━━━━━ Record extracts ━━━━━

PR #851, opened 2024-07-03
Refactor / Sign message flow improvements by moving logic to the Main controller (that gets executed in the background)

superKalo:
Refactors a bit the sign message flow, in order to:

- Changed: Improve the sign message flow by moving to the Main controller (background) the logic that signs and then "broadcasts" the signed message. Previously this logic was triggered by the extension front-end (on controller update), which we agreed is not a reliable pattern.
- Changed: Prioritize to resolve the successfully signed message quicker and then add it to the Activity controller later.
- Changed: Migrate the sign message method to the `withStatus` wrapper (for more consistent status and error handling).
- Fixed: Sign message flow was misleadingly re-using the `broadcastStatus` used for the Account Op broadcasting flow.


superKalo:
One test fails (`Portfolio › batching works`), but I was told it's fixed in this feature branch: https://github.com/AmbireTech/ambire-common/pull/850

PetromirDev (approved):

src/controllers/main/main.ts
```diff
@@ -1522,11 +1530,14 @@ export class MainController extends EventEmitter {
     this.emitUpdate()
   }
 
+  // TODO: Figure out better name for this method
+  // TODO: Re-use `withStatus` instead of the broadcastStatus flag
+  // TODO: The `broadcastStatus` flag gets re-used here and for signing an
+  // account op too, that could lead to troubles. It should be separated.
   async broadcastSignedMessage(signedMessage: SignedMessage) {
```
sonytooo, line 1537: I suggest removing that method and large comment and integrating the code directly into the signMessageSign function because we really do not broadcast anything

sonytooo (approved):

━━━━━

Transcribe all entries exactly as they appear above.

PR #851, opened 2024-07-03
Refactor / Sign message flow improvements by moving logic to the Main controller (that gets executed in the background)

superKalo:
Refactors a bit the sign message flow, in order to:

- Changed: Improve the sign message flow by moving to the Main controller (background) the logic that signs and then "broadcasts" the signed message. Previously this logic was triggered by the extension front-end (on controller update), which we agreed is not a reliable pattern.
- Changed: Prioritize to resolve the successfully signed message quicker and then add it to the Activity controller later.
- Changed: Migrate the sign message method to the `withStatus` wrapper (for more consistent status and error handling).
- Fixed: Sign message flow was misleadingly re-using the `broadcastStatus` used for the Account Op broadcasting flow.


superKalo:
One test fails (`Portfolio › batching works`), but I was told it's fixed in this feature branch: https://github.com/AmbireTech/ambire-common/pull/850

PetromirDev (approved):

src/controllers/main/main.ts
```diff
@@ -1522,11 +1530,14 @@ export class MainController extends EventEmitter {
     this.emitUpdate()
   }
 
+  // TODO: Figure out better name for this method
+  // TODO: Re-use `withStatus` instead of the broadcastStatus flag
+  // TODO: The `broadcastStatus` flag gets re-used here and for signing an
+  // account op too, that could lead to troubles. It should be separated.
   async broadcastSignedMessage(signedMessage: SignedMessage) {
```
sonytooo, line 1537: I suggest removing that method and large comment and integrating the code directly into the signMessageSign function because we really do not broadcast anything

sonytooo (approved):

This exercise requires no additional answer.